Start of ENTRIES SUPPLIED
PR #7453, opened 2025-06-25
KubeLB: Fix a bug with kubelb enforcement

ahmedwaleedmalik:
When KubeLB was enforced for a datacenter, we were not "enabling" KubeLB which results in it not being deployed for the cluster and users can't change it afterwards as well since it's a disabled control in the UI.

Fixes #

**What type of PR is this?**

/kind bug

```release-note
KubeLB: Fix a bug where enforcement on a datacenter was not enabling KubeLB for the user clusters in the dashboard.
```

**Documentation**:

```documentation
NONE
```


Waseem826 (approved):
/approve

PR #7427, opened 2025-06-13
Remove flakiness from ssh-keys integration tests

KhizerRehan:
**What this PR does / why we need it**:

 This PR fixes flakiness in ssh-keys integration tests

image

image

**Which issue(s) this PR fixes**:

Fixes #6940 

**What type of PR is this?**

/kind bug
/find failing-test

**Special notes for your reviewer**:

**Does this PR introduce a user-facing change? Then add your Release Note here**:

```release-note
NONE
```

**Documentation**:

```documentation
NONE
```

PR #7469, opened 2025-06-30
[release/v2.27] Remove flakiness from ssh-keys integration tests (#7427)

KhizerRehan:
This is an manual cherry-pick of #7427 

/assign KhizerRehan

Special notes for your reviewer:

Even after cherry-picking changes from #7427, I had to make further adjustments to get the config working under Cypress 13 with Node 20

Summary:

- Cypress v13: Fails on cypress.config.ts due to lack of native TypeScript support. Node.js 20 throws Unexpected token ':' on type annotations. Also requires CommonJS-safe plugin imports.

- Cypress v14: Uses esbuild internally to strip TypeScript, so the same config works without changes.

```release-note
NONE
```

### DIFF
--- a/modules/web/cypress.config.ts
+++ b/modules/web/cypress.config.ts
@@ -13,11 +13,12 @@
 // limitations under the License.
 
 import {defineConfig} from 'cypress';
-import failFast from 'cypress-fail-fast/plugin';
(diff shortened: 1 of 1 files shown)


Waseem826 (approved):
/approve

PR #7478, opened 2025-07-04
WIP Hide application managed by kkp from create user cluster wizard

ahmadhamzh:
hide the system applications (managed by KKP) from the application list in the create user cluster wizard

**What type of PR is this?**
/kind feature

```release-note
NONE
```

**Documentation**:
```documentation
NONE
```

### DIFF
--- a/modules/web/src/app/shared/components/application-list/component.ts
+++ b/modules/web/src/app/shared/components/application-list/component.ts
@@ -320,7 +320,7 @@ export class ApplicationListComponent implements OnInit, OnChanges, OnDestroy {
 
   private get _visibleApplications(): Application[] {
     let filteredApplications = this.applications || [];
-    if (!this.showSystemApplications) {
+    if (!this.showSystemApplications || this.view !== ApplicationsListView.Default) {
       filteredApplications = filteredApplications.filter(application => !this.isSystemApplication(application));
     }
     return filteredApplications;


Waseem826:
Can we still edit auto-scaler application values in cluster creation wizard?

ahmadhamzh:
@Waseem826 actually that's why i did this change so users can't edit the system application (like auto-scaler application) in the wizard

Waseem826:
> > > > Editing cluster-autoscaler values was allowed in 2.27 so this change was made to continue same behaviour. Has something change now?
> > 
> > 
> > > 
> > 
> > 
> > > yeh i think we want to disallow that
> > 
> > 
> > > 
> > 
> > 
> > > This PR prevents showing/editing applications managed by KKP in the Create Cluster wizard. @moadqassem
> > 
> > 
> > I'm confused why we want to prevent this because users can also install system applications in existing clusters and they're allowed to edit default values.
> > Perhaps we should only make the YAML editor readonly? But then it should also be changed for adding applications in existing clusters. We'll also need to update the docs which mention editing default values of system applications, e.g. https://docs.kubermatic.com/kubermatic/v2.28/architecture/concept/kkp-concepts/applications/default-applications-catalog/cluster-autoscaler/
> 
> To idea here is, cluster autoscaler is a system application which means it shouldn't be shown in the application step similar how cilium is done. Regarding changing the values file, the user can actually do that, it's not a prerequisite

Users can edit the Cilium application values in cluster wizard (On 2nd step under Advanced Network Settings). If we want to hide the cluster-autoscaler application from wizard then IMO we should add another way (in the wizard) to update the values.

PR #7500, opened 2025-07-15
Add functionality to configure the Cluster Autoscaler application

### LINKED ISSUE #7495: Move the Cluster Autoscaler configuration into Initial Nodes step in Cluster Wizard
As a KKP User
I want to configure the Cluster Autoscaler at the Initial Nodes step, where I also switch it on
In order not to be confused by having to set it up among other Applications in the Applications step.

Internal reference: 8248

ahmadhamzh:
Move the configuration of the Cluster Autoscaler application to the initial node step in the user cluster wizard, and hide the system applications in the application step.

Screenshot from 2025-07-15 02-08-22

Fixes #7495

**What type of PR is this?**
/kind feature

```release-note
Add a new button in the initial node step of the user cluster wizard to configure the Cluster Autoscaler application.
```

**Documentation**:
```documentation
https://github.com/kubermatic/docs/pull/2013
```

### DIFF
--- a/modules/web/src/app/node-data/component.ts
+++ b/modules/web/src/app/node-data/component.ts
@@ -371,9 +371,7 @@ export class NodeDataComponent extends BaseFormValidator implements OnInit, OnDe
       .get(Controls.EnableClusterAutoscalingApp)
       .valueChanges.pipe(takeUntil(this._unsubscribe))
       .subscribe(enable => {
-        this._applicationService.applications = this._applicationService.applications.filter(
-          app => app.spec.applicationRef.name !== CLUSTER_AUTOSCALING_APP_DEF_NAME
-        );
+        this._filterOutAutoscalerApp();
         if (enable) {
           this._applicationService.applications = [
             ...this._applicationService.applications,
@@ -487,12 +485,10 @@ export class NodeDataComponent extends BaseFormValidator implements OnInit, OnDe
     dialog
       .afterClosed()
       .pipe(take(1))
-      .subscribe(app => {
+      .subscribe((app: Application) => {
         if (app) {
-          const apps = this._applicationService.applications.filter(
-            app => app.spec.applicationRef.name !== CLUSTER_AUTOSCALING_APP_DEF_NAME
-          );
-          this._applicationService.applications = [...apps, app];
+          this._filterOutAutoscalerApp();
+          this._applicationService.applications = [...this._applicationService.applications, app];
           this.autoscalerApplication = app;
         }
       });
@@ -731,5 +727,11 @@ export class NodeDataComponent extends BaseFormValidator implements OnInit, OnDe
       ...this._quotaCalculationService.quotaPayload,
       replicas: this._nodeDataService.nodeData.count,
     };
+  }
+
+  private _filterOutAutoscalerApp(): void {
+    this._applicationService.applications = this._applicationService.applications.filter(
+      app => app.spec.applicationRef.name !== CLUSTER_AUTOSCALING_APP_DEF_NAME
+    );
   }
 }
--- a/modules/web/src/app/node-data/template.html
+++ b/modules/web/src/app/node-data/template.html
@@ -264,7 +264,7 @@ limitations under the License.
                 (click)="onEditAutoScalerApp()">
           <i class="km-icon-mask km-icon-edit"
              matButtonIcon></i>
-          <span>Edit Cluster Autoscaler App</span>
+          <span>Edit Application Values</span>
         </button>
       </div>
 


modules/web/src/app/node-data/component.ts
```diff
@@ -353,6 +366,21 @@ export class NodeDataComponent extends BaseFormValidator implements OnInit, OnDe
...
+      .subscribe(enable => {
+        this._applicationService.applications = this._applicationService.applications.filter(
+          app => app.spec.applicationRef.name !== CLUSTER_AUTOSCALING_APP_DEF_NAME
+        );
+        if (enable) {
+          this._applicationService.applications = [
+            ...this._applicationService.applications,
+            this.autoscalerApplication,
+          ];
+        }
```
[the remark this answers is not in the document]
ahmadhamzh: I think we leave them because users can install this autoscaler themselves and not rely on our app(With this PR, they can't do that through the wizard anymore, but they still can from the cluster page), so maybe that's why we don’t remove them. This is how it was before, so I'm not sure if we want to change that.
@Waseem826 do you have any thoughts?

modules/web/src/app/wizard/step/applications/component.ts
```diff
@@ -98,32 +87,6 @@ export class ApplicationsStepComponent extends StepBase implements OnInit, OnDes
...
-        })
-      )
-      .subscribe(appDef => {
-        if (appDef) {
-          const application = this.createApplicationInstallation(appDef);
-          this.onApplicationAdded(application);
-        }
-      });
-
-    this._onApplicationsChanged();
```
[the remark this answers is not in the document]
ahmadhamzh: yes, cause we want to hide any system-applications (applications managed by KKP)

modules/web/src/app/node-data/component.ts
```diff
@@ -450,6 +478,26 @@ export class NodeDataComponent extends BaseFormValidator implements OnInit, OnDe
     this.DNSServers = ips;
   }
 
+  onEditAutoScalerApp(): void {
```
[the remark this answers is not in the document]
ahmadhamzh: Yes, that’s correct because it’s a system application, so the disabled field needs to stay the same.

modules/web/src/app/node-data/component.ts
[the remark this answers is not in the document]
Waseem826: Lets keep the min/max replicas fields as it is.

modules/web/src/app/node-data/component.ts
```diff
@@ -691,7 +721,14 @@ export class NodeDataComponent extends BaseFormValidator implements OnInit, OnDe
...
   }
 
-  private _isClusterAutoscalingAppExist(apps: ApplicationDefinition[]): boolean {
-    return !!apps.find(app => app.name === CLUSTER_AUTOSCALING_APP_DEF_NAME);
+  private _filterOutAutoscalerApp(updateApplication: boolean, app: Application): void {
+    this._applicationService.applications = this._applicationService.applications.filter(
+      app => app.spec.applicationRef.name !== CLUSTER_AUTOSCALING_APP_DEF_NAME
+    );
+
+    if (updateApplication) {
```
Waseem826, line 729: This should not be part of this method since this method's purpose is to filter out the autoscaler app, not add it back.

modules/web/src/app/node-data/template.html
```diff
@@ -249,15 +249,26 @@
...
+          <i class="km-icon-info km-pointer"
+             [matTooltip]="autoscalingTooltipText"></i>
+        </div>
+        <button *ngIf="form.get(Controls.EnableClusterAutoscalingApp).value"
+                mat-flat-button
+                color="quaternary"
+                (click)="onEditAutoScalerApp()">
+          <i class="km-icon-mask km-icon-edit"
+             matButtonIcon></i>
+          <span>Edit Cluster Autoscaler App</span>
```
Waseem826, line 267: IMO this looks more appropriate since we're only allowing values to be edited.
```suggestion
          <span>Edit Application Values</span>
```

modules/web/src/app/shared/components/application-list/edit-application-dialog/component.ts
```diff
@@ -158,7 +154,7 @@ export class EditApplicationDialogComponent implements OnInit, OnDestroy {
         this._builder.control(
           {
             value: this.application.namespace,
-            disabled: this.isEnforcedApplication(),
+            disabled: this.isEnforcedApplication() ? true : isSystemApplication(this.application?.labels),
```
Waseem826, line 157: This will also prevent users from editing the values on cluster details page.

modules/web/src/app/wizard/component.ts
```diff
@@ -350,7 +355,12 @@ export class WizardComponent implements OnInit, OnDestroy {
         template.nodeDeployment.name = namePrefix;
         this._clusterSpecService.initializeClusterFromClusterTemplate(template);
         this._nodeDataService.initializeNodeDataFromMachineDeployment(template.nodeDeployment);
-        this.applicationService.applications = template.applications;
+        template.applications.forEach(app => {
+          if (app.spec.applicationRef.name === CLUSTER_AUTOSCALING_APP_DEF_NAME) {
+            (app.labels ??= {})[ApplicationLabel.ManagedBy] = ApplicationLabelValue.KKP;
+          }
```
Waseem826, line 361: Why do we need this? Isn't `labels` already part of ApplicationInstallation object?

Waseem826 (changes requested):
Sorry for duplicate review but I noticed few things that might be important to address.

modules/web/src/app/shared/components/application-list/edit-application-dialog/component.ts
ahmadhamzh: do we want them to edit these values ? in the cluster details page? cause it's system applications ?

modules/web/src/app/wizard/component.ts
ahmadhamzh: in cluster templates, applications are saved inside an annotation named: `kubermatic.io/initial-application-installations-request:` and it doesn't have the labels in the object

Waseem826: So it was broken previously?
Also, speaking of cluster templates, did you test if the updated cluster autoscaler values are persisted when editing/customizing cluster template?

modules/web/src/app/shared/components/application-list/edit-application-dialog/component.ts
Waseem826: Yes, we do. They can also edit Cilium application values.

ahmadhamzh: where ?
image

Waseem826: Sorry @ahmadhamzh you're correct. I confused this with something else.

PR #253, opened 2017-03-13
Map responds to controls

colinmegill:


trvrb:
This super cool. One possible bug though. Many filters end up with disconnected demes on the map. Like so:

filter-zika-to-caribbean

I can't think of a scenario where this should occur given the trace-subtending-branches algorithm we're theoretically using. Actually... I'm seeing missing transmission edges before any filtering has occurred. Here's Zika in South America on e06c630828a2cc338a9f6a8ccc8d4da0e7e093a2:

missing-connections

Notice that Peru is disconnected. This is not an issue on current `master`:

correct-connections

jameshadfield:
Filtering is now applied from the "valid tips" to the root and time is a slice through the tree. Here "valid tips" mean tips that match the filters, are in-view (this occurs when a branch has been zoomed to), and are within the time parameters. This means that you will not get the images seen above if no time bounds are applied, but you will start to get a disconnected graph as you tighten your time bounds. 

South America (no time constraints):
image

South America (2016-2017):
image

PR #286, opened 2017-03-19
Update date range from metadata on load

### LINKED ISSUE #258: dynamically set time-min & max
- [ ] hardcode both in augur
- [ ] redux init sets this from JSON

trvrb:
This finds `date_range` in `meta.json` with `date_min` and `date_max`:

```
 "date_range": {
  "date_min": "2013-06-29", 
  "date_max": "2016-11-21"
 }, 
```

And after `meta.json` is loaded it fires an action to update `controls` in redux store. This seems to be working just fine. If `date_range` is not in `meta.json` then the defaults in `globals.js` are kept, just as before. @jameshadfield: could you look to see if this done as cleanly as possible in terms of redux? You're more familiar with this than I am now. I've pushed new JSONs to `data.nextstrain.org`, so this should work with remote data.

Fixes #258

### DIFF
--- a/src/actions/loadData.js
+++ b/src/actions/loadData.js
@@ -2,8 +2,40 @@ import { updateColorScale, updateNodeColors } from "./colors";
 import { dataURLStem } from "../util/globals";
 import * as types from "./types";
 
-/* request metadata */
+const updateDateRange = function () {
+  return function (dispatch, getState) {
+    const { controls, metadata } = getState();
+    /* bail if all required params aren't (yet) available! */
+    if (!(metadata.loadStatus === 2)) {
+      return null;
+    }
+    if (metadata.metadata.date_range) {
+      if (metadata.metadata.date_range.date_min) {
+        dispatch({
+          type: types.CHANGE_ABSOLUTE_DATE_MIN,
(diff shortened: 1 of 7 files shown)


trvrb:
Hold of merging this. I just noticed that this overwrites URL params from whatever is in `meta.json`. URL should take precedence.

jameshadfield:
@trvrb working on this now

trvrb:
@jameshadfield --- I noticed that in the live app there's currently a bug where for Ebola, URL params are being overwritten on load. For Zika it's working fine. I assume this has something to do with the default routes being picked up.

jameshadfield:
this is a bit bigger - currently on nextstrain.org/ebola if there are dates in the URL and you refresh then they are clobbered :(

jameshadfield:
@trvrb the dev version now correctly handles URL dates (and layout etc) - if this is working ok for you then i think this PR is good to go in

trvrb:
This looks great @jameshadfield. Though I just noticed an issue with numeric to calendar date conversion that I'm working on now.

trvrb:
I believe this is ready to go. I'm going to merge.

PR #287, opened 2017-03-20
Improve app performance

trvrb:
This PR does three main things:

* Snap to rather than transition on attr / style tree updates. I think this works _much_ better for things like date slider and legend hover. Makes the app feel much more responsive.

* Profiling revealed that react-sidebar was thrashing the app when it would attempt to save it's width after component update. Because sidebar contains tree, map, etc... it would be constantly updating. This would causing a ~50ms hit after almost every action. I've forked react-sidebar to [nextstrain/react-sidebar](https://github.com/nextstrain/react-sidebar) and removed the code in question on branch `remove-savewidth`. This PR swaps us to using the forked repo here: https://github.com/nextstrain/auspice/compare/snappy?expand=1#diff-b9cfc7f2cdf78a7f4b91a753d10865a2R63. You'll need to `npm install` to see the improvement.

* Remove radium from non-framework components. Profiling was revealing decent overhead to having radium on DOM heavy components like tree. I've stripped it out of a few places.

Overall, I think this is a definite performance improvement.

### DIFF
--- a/package.json
+++ b/package.json
@@ -60,6 +60,7 @@
     "react-router-dom": "^4.0.0-beta.5",
     "react-select": "^1.0.0-rc.2",
     "react-sidebar": "^2.2.1",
End of ENTRIES SUPPLIED
= WHAT YOU ARE ASKED TO DO =
How many lines of the material above hold the string "OnInit"? Reply with the number and nothing else.

= SOLVED PROBLEM =
10